Sun, Mar 25, 2018 - Page 6 News List

The Liberty Times Editorial: US relations require give and take

At the closing ceremony of China’s annual meetings of the national legislature — the Chinese National People’s Congress — and its top political advisory body — the Chinese People’s Political Consultative Conference — Chinese President Xi Jinping (習近平) said Beijing would uphold its “one China” principle and the “1992 consensus.”

He also said China would expand cross-strait economic and cultural exchanges, while at the same time sharing the opportunities offered by its development with its Taiwanese “compatriots.”

Chinese Premier Li Keqiang (李克強) said China would not tolerate any attempt, proposition or act aimed at promoting Taiwanese independence, nor would it allow any external forces to play what China likes to call the “Taiwan card.”

Li said China is willing to engage in dialogue and consultation with all political parties and groups in Taiwan, as long as they recognize the “1992 consensus,” which is part of its “one China” principle.

What Xi and Li did not say is that China is still prepared to take military action against Taiwan at any time.

At the moment, Beijing is putting even more force behind its “united front” work, directing it at Taiwan’s civic society and bypassing the government in an attempt to deprive President Tsai Ing-wen’s (蔡英文) government of any potential leverage.

The appointment of Wang Qishan (王岐山) — who has had to retire from the Chinese Communist Party’s (CCP) Politburo Standing Committee due to the stipulated age limit — to the Chinese vice presidency is a sign that Xi has not appointed a successor and that he will be around to continue his fight against the Taiwanese government and foreign forces to the end.

The “one China” principle has never been a problem, because it is an indisputable fact that there is only one China in the world. The problem is instead that Beijing continues to insist that Taiwan and China both belong to the same country.

The reason why “one China” has different meanings in today’s international politics is that Beijing is doing all it can to include Taiwan in the “one China” concept.

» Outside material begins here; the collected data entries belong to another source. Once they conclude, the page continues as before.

PR #293, opened 2025-01-29
fix: Fixes on sfsappendchunks + test

dmga44:
When appending chunks of relatively big files to some destination file
the resulting size could be wrong. This issue was caused by an overflow
when calculating new size of the destination file.

The previous version of the code was using a legacy (C-like) approach
to enlarge the chunk list of the resulting file of appending chunks. It
was increasing one by one when too small, then eight by eight then 64
at a time, and having at as many as needed.

This approach had a downside, which is that the real number of chunks
of that file was not shown correctly when using fileinfo tool, and
extra chunks were appearing without data, which might be confusing. It
was also not fulfilling any purpose, motivation for that change was
reducing the malloc calls when requesting memory for new chunks, but
the vector's resize manages to perform this already quite efficient.

This PR also improves sfstools test to check the prevous two issues.


rolysr (approved):
LGTM

lgsilva3087 (approved):
LGTM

If other countries oppose this view or fail to support it, Beijing will vilify them and insist that they are “foreign forces” trying to play the “Taiwan card.”

However, if Taiwan really were a part of China, what kind of “Taiwan card” could these “foreign forces” play?

For example, Henan (河南) and Hebei (河北) provinces, Hunan (湖南) and Hubei (湖北) provinces, Shandong (山東) and Shanxi (山西) provinces and Guangdong (廣東) and Guangxi (廣西) provinces are all really Chinese provinces, so how could “foreign forces” play any card aimed at separating them from China?

The problem, then, is not that foreign forces are playing the “Taiwan card,” it is that China wants to annex Taiwan.

The “one China” concept was a product of a war between the Chinese Nationalist Party (KMT), led by Chiang Kai-shek (蔣介石), and the CCP, led by Mao Zedong (毛澤東), over who would have the right to represent China.

As the international community chose between the two parties, it recognized that both parties were part of “one China.”

The reason for this was quite simple: Both parties were fighting to establish their legitimacy as leader of China. One after the other, countries abandoned Chiang in favor of Mao.

However, this only solved the problem between the KMT and the CCP; it did not mean that Taiwan — where Chiang’s regime relocated after having lost the Civil War — should also be handed to China.